Novelty: ⭐⭐⭐⭐ The explicit de-coupling of the confounder where global spectral complexity increases under both scaling and noise, supplemented by k-NN local consistency, is insightful. The fusion is simple but the perspective is fresh.
Experimental Thoroughness: ⭐⭐⭐ Conducted clean scaling on WebFace4/12/42M, 6 levels of noise injection, proxy robustness, sampling stability, \(\beta\) sensitivity, and subset ranking. Comprehensive within its scope, though limited to one downstream benchmark and idealized noise models.

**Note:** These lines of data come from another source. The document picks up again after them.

PR #3367, opened 2026-09-11
Let the gtk3 plugin build with clang-23.

frederick-bruckman:
Without this, clang-23.1.1 has this to say (libgio-2.0-dev-2.89.4-2+b1, Debian testing)...

/usr/include/glib-2.0/gio/gdbusactiongroup.h:36:23: error: redefinition of typedef 'GDBusActionGroup' is a C11 feature [-Werror,-Wtypedef-redefinition]
   36 | G_DECLARE_FINAL_TYPE (GDBusActionGroup, g_dbus_action_group, G, DBUS_ACTION_GROUP, GObject)
      |                       ^
/usr/include/glib-2.0/gio/giotypes.h:53:47: note: previous definition is here
   53 | typedef struct _GDBusActionGroup              GDBusActionGroup;
      |                                               ^
1 error generated.


Oleksiy-Yakovenko:
It looks like you're trying to fix the symptom instead of the root cause. I would prefer to keep -std c99, there should not be the need to bump to c11 everywhere. I would be fine if you can come up with a simpler fix, or you could wait until I investigate and come up with my own fix.

frederick-bruckman:
Thanks for your attention. It seems I can't currently reproduce the problem! Nevermind.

Writing Quality: ⭐⭐⭐⭐ The link from motivation to hypothesis to signals to fusion to verification is very smooth. Every design choice is supported by a "why it is needed" argument. Consistent notation and tables make the main narrative easy to follow.
Value: ⭐⭐⭐⭐ Provides a lightweight diagnostic tool for cost-sensitive million-scale FR engineering. The "score-then-train" paradigm is directly applicable to data-driven FR pipelines and extensible to other weakly supervised big data domains.